La ONU es otro espectador de excepción del conflicto. Periódicamente aprueba declaraciones pidiendo moderación a las partes. Nadie desea una escalada bélica en la región. Pero no expulsa a Israel de los organismos internaciones de participación política. No propone medias de aislamiento y bloqueo económico como ha hecho, por ejemplo, con Rusia. No me engaño, la justicia en el mundo no es igual para todos. Las grandes corporaciones del mercado global son insaciables. Los muertos palestinos no computan en la cuenta de resultados y siempre es preferible mantener los vínculos con un socio leal, aunque se comporte en la mesa de forma terrible, que poner trabas a su expansión territorial a sangre y fuego incumpliendo los acuerdos de ONU.

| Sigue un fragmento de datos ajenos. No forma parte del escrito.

PR #3758, opened 2026-07-07
feat(approval): T36-1 — projection per-row participant read (Plan A, ratified)

zensgit:
Implements **T36-1** of the ratified per-row visibility lock (#3687, Plan A — owner 2026-07-07). Ordinary users now see THEIR approval outcomes (我发起的 + 我做终态决策的) as multitable rows; everyone else keeps the #3537 admin-only fence bit-for-bit.

## Mechanism (single-choke, all surfaces inherit)
- **Row narrowing rides the W1-2-locked deny choke**: `loadRowLevelReadDenyEnabled` always-on for projection sheets + `loadDeniedRecordIds`/`loadRecordPermissionScopeMap` union in non-participant rows (DENY-WINS) → the 5 records:read routes, export and history inherit narrowing with zero per-surface edits (their choke coverage is already golden-locked).
- **Capabilities**: participants keep `canRead`/`canExport` ONLY; write/fields/views/automation stay denied for every non-admin at all three chokes (REST, Yjs/OAPI `resolveSheetCapabilitiesForUser`, sheet-listing filter). Strangers: full fence, sheet/base never surfaces.
- **Fail-closed hardening the tests caught**: SQL three-valued logic let corrupt rows (missing participant fields) ESCAPE the denied set — `NOT(NULL OR NULL)` is NULL. Closed with COALESCE; empty actor denies all; lookup errors → non-participant; unexpected denied-query errors THROW (read fails, never serves unfiltered rows).

## Verification (fresh DB, migrations from zero)
- New participant suite **9/9** + **#3537 fence goldens 7/7 in the same run** (combined correctness)
- **RED-before mutation**: neutering the participant predicate → exactly the 4 participant tests red, fence stays green (additive, not replacement); reverted
- Generic deny-choke regressions **24/24** (conditional-rule enforce/trash + W1-2 B4 G-7 export⊆read)
- `tsc` 0 · two-point CI wiring — **including the #3537 fence file itself, which was previously wired into NO workflow (skip-green)**

Adversarial review running before merge (security slice). T36-2 (as-built flip + combined regression doc) follows.

### DIFF
--- a/.github/workflows/plugin-tests.yml
+++ b/.github/workflows/plugin-tests.yml
@@ -320,6 +320,8 @@ jobs:
             tests/integration/automation-approval-task-created-trigger.test.ts \
             tests/integration/automation-dingtalk-approval-card-action.test.ts \
             tests/integration/approval-card-delivery-wrapper.db.test.ts \
+            tests/integration/approval-projection-visibility.db.test.ts \
+            tests/integration/approval-projection-participant-read.db.test.ts \
             tests/integration/multitable-date-reminder-trigger.test.ts \
             tests/integration/multitable-webhook-event-bridge.test.ts \
             tests/integration/multitable-webhook-retry-tick.test.ts \
--- a/packages/core-backend/src/index.ts
+++ b/packages/core-backend/src/index.ts
@@ -2355,6 +2355,7 @@ export class MetaSheetServer {
         // Auth gate: uses the same sheet + record-level capability resolution as REST
         const sheetCaps = await import('./multitable/sheet-capabilities')
         const { resolveSheetCapabilitiesForUser, canWriteRecord } = sheetCaps
+        const { isRecordReadDeniedForUser } = await import('./multitable/permission-service')
         yjsWsAdapter.setAuthChecker(async (userId, recordId) => {
           try {
             const pool = poolManager.get()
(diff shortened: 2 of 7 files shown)


zensgit:
## Both review P1s fixed (head updated)

**P1-A (adversarial review — main record-read surface)**: `hasRecordPermissionAssignments` now reports true for projection sheets (single point activates the row-filter block on all 5 surfaces: view / list / single-GET / record-history / AI preview). **Wire-level test added** driving `requireRecordReadable` end-to-end — participant reads own record, 403 on others'/corrupt, stranger 403, admin unaffected. RED-before: neutering the branch turns exactly that test red. This kills the choke-only fake-green both reviews called out.

**P1-B (owner review — Yjs record auth)**: new `isRecordReadDeniedForUser` (gated on `loadRowLevelReadDenyEnabled`, DENY-WINS, fail-closed on missing ids) wired into the index.ts authChecker after sheet-level canRead — denied record → `{canRead:false, canWrite:false}`, no doc seed. Helper matrix test + static wiring tripwire (pins the authChecker calls the helper, so a refactor can't drop the rung silently).

**P3 also closed**: sibling projection sheet without the participant's rows stays hidden (per-sheet participant status pinned).

Verification: projection suites **20/20** (participant 13 + #3537 fence 7 in the same run) · generic deny-choke regressions 24/24 · tsc 0 · both new RED-before mutations verified and reverted.

Review MDs: `/tmp/pr3758-review-claude-20260707.md` (adversarial). Awaiting owner re-check → merge call.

La vida sigue. En nuestro pequeño oasis, dentro de nada, la Real Sociedad jugará en competición europea contra el Maccabi de Tel Aviv. Será otra muestra más de blanqueamiento del régimen sionista: no pasa nada realmente grave, es solo un partido de fútbol, no hay que mezclar deporte y política, dirán otra vez algunos.

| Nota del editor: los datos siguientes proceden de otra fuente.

PR #3773, opened 2026-07-07
feat(web): multitable UI P2-1c slice-1 — migrate MetaToolbar action buttons to shared MtButton/MtIconButton

zensgit:
First **P2-1c migration** (behavior-adjacent — NOT self-merged; yours to review). Migrates MetaToolbar's standalone action buttons onto the shared primitives; no behavior change.

## Migrated (7)
undo/redo → MtIconButton (ghost); fit/print/import/export-csv/export-xlsx → MtButton (ghost, icon+label); 新建记录 → MtButton primary. Preserved every `:disabled`/`v-if`/`:title`/`:aria-label`/`@click` emit.

## Left as-is (deliberate)
- Dropdown triggers (字段/排序/筛选/分组) — need MtPopover/MtMenu = later slice.
- **Row density ("行高")** — FLAGGED: structurally a dropdown-trigger (toggles a `.meta-toolbar__panel--density`), so treated like the others and deferred, NOT migrated. (The task named it a candidate, but it opens a panel — I kept the panel-trigger rule consistent rather than guess. Say the word if you want it in this slice.)
- reset-to-shared — untouched (green styling; MtButton has no success variant; `data-testid` intact).

## Invariant proof + tests
- **emit() call-site set byte-identical vs main** (all 24 event types, same names + counts) — no emit drift.
- New `meta-toolbar-action-buttons-migration.spec.ts` (11 tests): each migrated button click → same emit; disabled → native `disabled` + no emit; gated buttons absent when prop false; all migrated controls are `<button>` (keyboard-operable). Real emit assertions, not snapshots.
- Regression: `meta-toolbar-group-picker` + `filter-builder` specs still pass → **41/41** across the 3 MetaToolbar specs. vue-tsc clean; token-only; diff = only MetaToolbar.vue + the new test.

Note: some `MultitableWorkbench`-mounting specs fail in a fresh worktree with a pre-existing `grid.filterGroups`/`auth.getToken` fixture gap — verified identical on unmodified main (unrelated to this change).

### DIFF
--- a/apps/web/src/multitable/components/MetaToolbar.vue
+++ b/apps/web/src/multitable/components/MetaToolbar.vue
@@ -116,10 +116,10 @@
         </div>
       </div>
 
-      <!-- Undo/Redo -->
+      <!-- Undo/Redo (UI-P2-1c: migrated to shared MtIconButton — ghost, icon-only) -->
       <span class="meta-toolbar__divider" aria-hidden="true"></span>
-      <button class="meta-toolbar__btn" :disabled="!canUndo" :title="l('toolbar.undoTitle')" :aria-label="l('toolbar.undo')" @click="emit('undo')"><el-icon class="meta-toolbar__btn-icon"><component :is="ICON.undo" /></el-icon></button>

Pero a veces no hay más remedio que tomar partido, y eso puede suponer salirse de la fila, dar el cante, exponerse al escrutinio del ojo público e incluso agenciarse enemigos. Pero el coste de no hacerlo, del dontancredismo, implica vivir con una venda en los ojos y la indecencia gangrenando el corazón.

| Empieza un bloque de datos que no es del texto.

PR #3805, opened 2026-07-07
docs(multitable): completion master plan — remaining-dev sequencing + autonomy guardrails

zensgit:
Execution anchor for the full-auto completion goal. Lanes: **A** UI-P2-1c migration sweep (57 components, self-merge on the proven bar), **B** draft remaining design-locks (S5/UI-P2-2/W3-6/AI-L0.5/S1b → ratify queue), **C** owner-gated (ratifies + AI lighting canary/cap + runtime-behind-lock — not done unattended). Red lines: no self-ratify, no production AI env flip, no permission/security semantics; self-merge only presentation-only + docs; branch protection only via restored strict-off bursts. Full doc in the diff.

🤖 Generated with [Claude Code](https://claude.com/claude-code)

PR #3814, opened 2026-07-07
docs(multitable): AI S1b — true batch rollback — DESIGN-LOCK (PROPOSED)

zensgit:
**PROPOSED — awaits ratify** (Lane B of completion plan #3805). Batch-level rollback on top of S1's batch_id foundation: locate each record's pre-batch revision → atomic restore (fail-closed, partial→whole-batch reject) through the existing permission/mask write path (no new bypass) → rollback itself provenance-tracked (source=rollback, re-rollbackable). New-record rollback = existing recycle-bin. History Center gains an explicit-confirm controlled write entry. v1 = whole-batch only, reuses existing restore permission gate. Runtime specifics (pre-batch version location, restore gates) flagged for impl-time verification — NOT assumed (learned from the AI-lighting overclaim). Rungs S1b-1/2/3 🔒.

### DIFF
--- a/docs/development/multitable-ai-s1b-batch-rollback-designlock-20260707.md
+++ b/docs/development/multitable-ai-s1b-batch-rollback-designlock-20260707.md
@@ -1,0 +1,47 @@
+# AI 字段 S1b · 真批次回滚 · 设计锁（PROPOSED）
+
+> 状态：**PROPOSED — 待 owner ratify**。docs-only；不改 runtime。
+> 前置（已落 main）：**S1 = 写入血缘 + 批次分组 FOUNDATION**（lock #3569 + runtime #3584；round-2 评审把"batch rollback"**明确降级为 grouping foundation**、S1b 独立门禁——即 S1 造了"一次批量=一个 batch_id"的地基但**明示不承诺回滚**）· record-level version restore（既有，单记录版本还原）· HistoryCenterModal（**当前只读**）· `meta_record_revisions`(带 batch_id)。
+> ⚠ 本锁的运行时具体点（restore 路径能否定位"批次前一版本"、restore 的权限门）**需在 impl 时对当前 head 逐一核实**，不得照抄本文假设——本文定的是形状与不变式，不是实现细节。
+> 模型分档：设计 = Fable/Opus；runtime = Sonnet；回滚是写操作 → 点亮/权限相关的对抗审阅 = Opus。
+
+## 1. 原则
+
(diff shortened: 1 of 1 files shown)


zensgit:
**⚠ Independent adversarial gate: SUPERSEDED-BY-#3940 — recommend CLOSE (do not ratify both).** (Gate ≠ ratify.) This lock and **#3940** (`AI-fields S1b true history-batch rollback`, gated MERGE_CLEAN this session) lock the **identical slice** — same S1 `batch_id` foundation, same goal, same History-Center-write deliverable. Ratifying both leaves two competing S1b locks for one slice.

**And #3940 is the correct one:** this lock’s core premise ("find the revision before the batch, then group-restore") is exactly the naive **nearest-prior** resolution that **#3940 §2 proves silently clobbers** intervening non-revision writes. Verified against `origin/main`: `automation-executor.ts:2163` / `records.ts:489` bump `version` and emit **no** revision, and `history-projection.ts:546` documents `loadPreviousSnapshots` as "nearest surviving prior, **not `version-1`**" — so the exact `v-1` predecessor a batch member needs can be unrecoverable. #3814 never identifies this hazard; #3940 handles it. #3814 also lacks the mutex/seam declaration vs live restore-surface work (#3922/#3928/#3931) that #3940 supplies.

**Recommendation:** ratify **#3940**, close this as superseded — **with one rider:** closing this silently adopts #3940’s *partial-by-default* rollback semantics. This lock makes rollback *all-or-nothing* a hard invariant — the one genuine behavioral disagreement. If you want atomic all-or-nothing at runtime, record it on #3940 (flip its §9 atomic-mode from deferred to in-scope) before ratify. Report `/tmp/ai-s1b-3814-vs-3940-gate-20260708.md`.

zensgit:
Closing as superseded by #3940, which locks the identical S1b slice (same S1 `batch_id` foundation, same History-Center write deliverable) and carries a MERGE_CLEAN adversarial gate (2026-07-08, all load-bearing claims verified at a pinned baseline). This lock's core mechanism — locate 'the revision before the batch' and group-restore to it — is the nearest-prior predecessor resolution that #3940 §2 proves unsound: several user-data writers bump `version` without emitting a revision (automation-executor.ts:2163, automation-service.ts:2793, records.ts:489, univer-meta.ts public-form/attachment edits), so a batch member's true `v−1` predecessor may have no revision row and a nearest-prior revert silently clobbers those intervening writes (history-projection.ts:546 documents loadPreviousSnapshots as 'nearest surviving prior, not version-1'). #3940 replaces that with an exact-`version−1` fail-closed resolver, field-scoped diffs, a live-data-only base, and the mutex/seam declarations vs #3922/#3928/#3931 that this lock omits. One decision travels with this close: this lock's all-or-nothing invariant is NOT carried over — #3940 is partial-by-default with atomic mode deferred to its §9. If all-or-nothing rollback is wanted at runtime, record it on #3940 (flip §9 atomic-mode to in-scope) before ratifying. Nothing else here needs porting; ratification proceeds on #3940 only.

Deseo que mi equipo no esté dispuesto a secundar esta pantomima. No quiero que juegue ese partido. Contribuir al blanqueamiento del Estado judío no es propio de los valores del deporte. No jugar sería un acto simbólico de solidaridad con el drama del pueblo palestino. Recordar al mundo que es imposible mirar para otro lado, porque nada humano nos es ajeno. Es posible que los organismos federativos sancionaran a la Real por adoptar esta medida, pero harían bien en moderar el castigo no vaya a ser que queden otra vez en evidencia.